Exercise description
Give the records again, word for word.

Dataset records
──────────────────────────────

PR #164, opened 2016-11-01
Rahulyadav summer squash

rahulyadav170923:
Created Guesscount Activity


src/activities/guesscount/DragTile.qml
```diff
@@ -0,0 +1,52 @@
...
+            id: tile
+        }
+    }
+    Component.onCompleted: {
+        if(type == "operators")
+            createDynamicObject()
+    }
+    onChildrenChanged: {
+        if(type == "operators"){
+            if(root.children.length == 0)
```
petitlapin: I'm not sure to understand the 0 and 3 there.
For 0, I understand that we need to create a new tile to replace the one we moved. But why 3, I think there might be a potential memory leak there. If you only drop one tile, it will allocate a new Tile but if you change level, it's never freed.

src/activities/guesscount/Tile.qml
```diff
@@ -0,0 +1,80 @@
...
+            fontSize: mediumSize
+        }
+        states: [
+            State {
+                when: mouseArea.drag.active
+                ParentChange { target: tile; parent: root }
+                AnchorChanges { target: tile; anchors.verticalCenter: undefined; anchors.horizontalCenter: undefined }
+            },
+            State {
+                when: dialogVisible
```
petitlapin: it should be items.dialog.visible. Using so, you don't need onPressed, onClicked and changeDialogVisibility function.
You can also bind it directly without a state.

src/activities/guesscount/Guesscount.qml
```diff
@@ -0,0 +1,415 @@
...
+            property Item main: activity.main
+            property alias background: background
+            property alias bar: bar
+            property alias bonus: bonus
+            property int sublevel: 0
+            property alias operandRow: operandRow
+            property  var data
+            property int result: data[sublevel-1][1]
+            property alias timer: timer
+            property alias dialog: dialog
```
petitlapin: can you rename the variable. For example, warningDialog would be more precise.

src/activities/guesscount/Guesscount.qml
```diff
@@ -0,0 +1,415 @@
...
+                                    levelOperators: items.levelArr
+                                    width: background.width
+                                    height: background.height/10
+                                }
+                            }
+                        }
+                    }
+                }
+            }
+            onClose: {
```
petitlapin: instead of redefining the onClose function, you can use the dataValidationFunc attribute. You can take a look at  balancebox where it's used.

rahulyadav170923:
thanks for the review johnny. i'll make the changes

petitlapin:
Merged on kde git directly, thank you!

PR #171, opened 2017-01-03
Hangman attempted chars

RudraNilBasu:
Displays a list of characters attempted by the user.
* checked with resizing the screen and enabling the image.
* qsTr() is used for strings that are to be translated
* All types of characters will be included in the list, and not just A-Z English characters.
(Since whatever string comes to the processKeyPress(text) function as parameter is 
added to the list).

### DIFF
--- a/src/activities/hangman/hangman.js
+++ b/src/activities/hangman/hangman.js
@@ -71,11 +71,28 @@ function start(items_) {
 function stop() {
 }
 
+function initGuessText() {
+
+    items.guessedText.text="";
+    var c=0;
+    for(var i=65;i<=90;i++) {
+        c++;
+        items.guessedText.text=items.guessedText.text.concat(String.fromCharCode(i).toUpperCase());
+        if(c==8) {
+            c=0;
+            items.guessedText.text=items.guessedText.text.concat('\n');
+        } else {
+            items.guessedText.text=items.guessedText.text.concat('\t');
+        }
+    }
+}
+
 function initLevel() {
     items.bar.level = currentLevel + 1;
     var currentLesson = lessons[currentLevel];
     wordList = Lang.getLessonWords(dataset, currentLesson);
     Core.shuffle(wordList);
+    initGuessText();
 
     maxSubLevel = wordList.length;
     items.score.numberOfSubLevels = maxSubLevel;
@@ -135,6 +152,9 @@ function processKeyPress(text) {
     }
     // Add the character to the already typed characters
     alreadyTypedLetters.push(text);
+
+    // Remove the letter from the guessed Text
+    items.guessedText.text=items.guessedText.text.replace(text.toLocaleUpperCase(), " ");
 
     // Get all the indices of this letter in the word
     var indices = [];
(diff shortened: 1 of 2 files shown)


src/activities/hangman/hangman.js
```diff
@@ -76,6 +76,7 @@ function initLevel() {
     var currentLesson = lessons[currentLevel];
     wordList = Lang.getLessonWords(dataset, currentLesson);
     Core.shuffle(wordList);
+    items.guessedText.text=qsTr("Attempted: ");
```
petitlapin: why is it initialized twice?

src/activities/hangman/hangman.js
```diff
@@ -136,6 +137,9 @@ function processKeyPress(text) {
     // Add the character to the already typed characters
     alreadyTypedLetters.push(text);
 
+    // add
+    items.guessedText.text=items.guessedText.text.concat(text, ", ");
```
petitlapin: it's quite tricky but I would keep all the letters and rebuild the typed letters string using:
items.guessedText.text = qsTr("Attempted: %1").arg(usedLetters)
usedLetters can probably be built using alreadyTypedLetters and join (something like qsTr("Attempted: %1").arg(alreadyTypedLetters.join(", ")).
For translation purpose, it's better to have the whole context (we could have a language that would need to display it on the other direction: "used letters: Attempted" and if we do like now, we won't be able to do it as the code supposes that the letters should be displayed on right of "Attempted: ")

RudraNilBasu: In the recent commit, I solved it in a similar way in the _form()_ method

In that method, I initialized a string with "Attempted: ". Then I sorted the "alreadyTypedLetters" 
array and inserted it into the forming string one by one. When the full traversal is over, I am 
returning the string after passing it through qsTr(), and that is shown in the top of the activity.

RudraNilBasu:
@petitlapin thank you for the review. I have updated the PR. These problems should be fixed 
* the warning related to the anchors is sorted out
* the layout is fixed, the text doesn't appear on top of the hints image. The text is placed on a Rectangle,
to enhance the visibility
* Characters in the text are sorted
* Fixed translation issues in a language that displays in the other direction: "used letters: Attempted"

src/activities/hangman/hangman.js
```diff
@@ -136,6 +136,9 @@ function processKeyPress(text) {
     // Add the character to the already typed characters
     alreadyTypedLetters.push(text);
 
+    // add
+    items.guessedText.text=form()
```
petitlapin: form is not a good name for a function, maybe you can call it more explicitely.
Also, can you add a space before and after the '=' sign?

src/activities/hangman/hangman.js
```diff
@@ -200,6 +203,8 @@ function initSubLevel() {
     alreadyTypedLetters = new Array();
     currentWord = items.goodWord.translatedTxt;
     items.hidden.text = ""
+    items.guessedText.text=qsTr("Attempted: ");
```
petitlapin: I would call form() here, and in form() instead of returning the string, I would directly update items.guessedText.text like stated below

RudraNilBasu:
@petitlapin Thank you for the review, I am away from keyboard for few days, will make the changes when I get back with it.

RudraNilBasu:
@petitlapin updated the PR, the issues are solved in this commit.

petitlapin:
merged in kde master branch, thank you!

──────────────────────────────

Result of this exercise
PR #164, opened 2016-11-01
Rahulyadav summer squash

rahulyadav170923:
Created Guesscount Activity


src/activities/guesscount/DragTile.qml
```diff
@@ -0,0 +1,52 @@
...
+            id: tile
+        }
+    }
+    Component.onCompleted: {
+        if(type == "operators")
+            createDynamicObject()
+    }
+    onChildrenChanged: {
+        if(type == "operators"){
+            if(root.children.length == 0)
```
petitlapin: I'm not sure to understand the 0 and 3 there.
For 0, I understand that we need to create a new tile to replace the one we moved. But why 3, I think there might be a potential memory leak there. If you only drop one tile, it will allocate a new Tile but if you change level, it's never freed.

src/activities/guesscount/Tile.qml
```diff
@@ -0,0 +1,80 @@
...
+            fontSize: mediumSize
+        }
+        states: [
+            State {
+                when: mouseArea.drag.active
+                ParentChange { target: tile; parent: root }
+                AnchorChanges { target: tile; anchors.verticalCenter: undefined; anchors.horizontalCenter: undefined }
+            },
+            State {
+                when: dialogVisible
```
petitlapin: it should be items.dialog.visible. Using so, you don't need onPressed, onClicked and changeDialogVisibility function.
You can also bind it directly without a state.

src/activities/guesscount/Guesscount.qml
```diff
@@ -0,0 +1,415 @@
...
+            property Item main: activity.main
+            property alias background: background
+            property alias bar: bar
+            property alias bonus: bonus
+            property int sublevel: 0
+            property alias operandRow: operandRow
+            property  var data
+            property int result: data[sublevel-1][1]
+            property alias timer: timer
+            property alias dialog: dialog
```
petitlapin: can you rename the variable. For example, warningDialog would be more precise.

src/activities/guesscount/Guesscount.qml
```diff
@@ -0,0 +1,415 @@
...
+                                    levelOperators: items.levelArr
+                                    width: background.width
+                                    height: background.height/10
+                                }
+                            }
+                        }
+                    }
+                }
+            }
+            onClose: {
```
petitlapin: instead of redefining the onClose function, you can use the dataValidationFunc attribute. You can take a look at  balancebox where it's used.

rahulyadav170923:
thanks for the review johnny. i'll make the changes

petitlapin:
Merged on kde git directly, thank you!

PR #171, opened 2017-01-03
Hangman attempted chars

RudraNilBasu:
Displays a list of characters attempted by the user.
* checked with resizing the screen and enabling the image.
* qsTr() is used for strings that are to be translated
* All types of characters will be included in the list, and not just A-Z English characters.
(Since whatever string comes to the processKeyPress(text) function as parameter is 
added to the list).

### DIFF
--- a/src/activities/hangman/hangman.js
+++ b/src/activities/hangman/hangman.js
@@ -71,11 +71,28 @@ function start(items_) {
 function stop() {
 }
 
+function initGuessText() {
+
+    items.guessedText.text="";
+    var c=0;
+    for(var i=65;i<=90;i++) {
+        c++;
+        items.guessedText.text=items.guessedText.text.concat(String.fromCharCode(i).toUpperCase());
+        if(c==8) {
+            c=0;
+            items.guessedText.text=items.guessedText.text.concat('\n');
+        } else {
+            items.guessedText.text=items.guessedText.text.concat('\t');
+        }
+    }
+}
+
 function initLevel() {
     items.bar.level = currentLevel + 1;
     var currentLesson = lessons[currentLevel];
     wordList = Lang.getLessonWords(dataset, currentLesson);
     Core.shuffle(wordList);
+    initGuessText();
 
     maxSubLevel = wordList.length;
     items.score.numberOfSubLevels = maxSubLevel;
@@ -135,6 +152,9 @@ function processKeyPress(text) {
     }
     // Add the character to the already typed characters
     alreadyTypedLetters.push(text);
+
+    // Remove the letter from the guessed Text
+    items.guessedText.text=items.guessedText.text.replace(text.toLocaleUpperCase(), " ");
 
     // Get all the indices of this letter in the word
     var indices = [];
(diff shortened: 1 of 2 files shown)


src/activities/hangman/hangman.js
```diff
@@ -76,6 +76,7 @@ function initLevel() {
     var currentLesson = lessons[currentLevel];
     wordList = Lang.getLessonWords(dataset, currentLesson);
     Core.shuffle(wordList);
+    items.guessedText.text=qsTr("Attempted: ");
```
petitlapin: why is it initialized twice?

src/activities/hangman/hangman.js
```diff
@@ -136,6 +137,9 @@ function processKeyPress(text) {
     // Add the character to the already typed characters
     alreadyTypedLetters.push(text);
 
+    // add
+    items.guessedText.text=items.guessedText.text.concat(text, ", ");
```
petitlapin: it's quite tricky but I would keep all the letters and rebuild the typed letters string using:
items.guessedText.text = qsTr("Attempted: %1").arg(usedLetters)
usedLetters can probably be built using alreadyTypedLetters and join (something like qsTr("Attempted: %1").arg(alreadyTypedLetters.join(", ")).
For translation purpose, it's better to have the whole context (we could have a language that would need to display it on the other direction: "used letters: Attempted" and if we do like now, we won't be able to do it as the code supposes that the letters should be displayed on right of "Attempted: ")

RudraNilBasu: In the recent commit, I solved it in a similar way in the _form()_ method

In that method, I initialized a string with "Attempted: ". Then I sorted the "alreadyTypedLetters" 
array and inserted it into the forming string one by one. When the full traversal is over, I am 
returning the string after passing it through qsTr(), and that is shown in the top of the activity.

RudraNilBasu:
@petitlapin thank you for the review. I have updated the PR. These problems should be fixed 
* the warning related to the anchors is sorted out
* the layout is fixed, the text doesn't appear on top of the hints image. The text is placed on a Rectangle,
to enhance the visibility
* Characters in the text are sorted
* Fixed translation issues in a language that displays in the other direction: "used letters: Attempted"

src/activities/hangman/hangman.js
```diff
@@ -136,6 +136,9 @@ function processKeyPress(text) {
     // Add the character to the already typed characters
     alreadyTypedLetters.push(text);
 
+    // add
+    items.guessedText.text=form()
```
petitlapin: form is not a good name for a function, maybe you can call it more explicitely.
Also, can you add a space before and after the '=' sign?

src/activities/hangman/hangman.js
```diff
@@ -200,6 +203,8 @@ function initSubLevel() {
     alreadyTypedLetters = new Array();
     currentWord = items.goodWord.translatedTxt;
     items.hidden.text = ""
+    items.guessedText.text=qsTr("Attempted: ");
```
petitlapin: I would call form() here, and in form() instead of returning the string, I would directly update items.guessedText.text like stated below

RudraNilBasu:
@petitlapin Thank you for the review, I am away from keyboard for few days, will make the changes when I get back with it.

RudraNilBasu:
@petitlapin updated the PR, the issues are solved in this commit.

petitlapin:
merged in kde master branch, thank you!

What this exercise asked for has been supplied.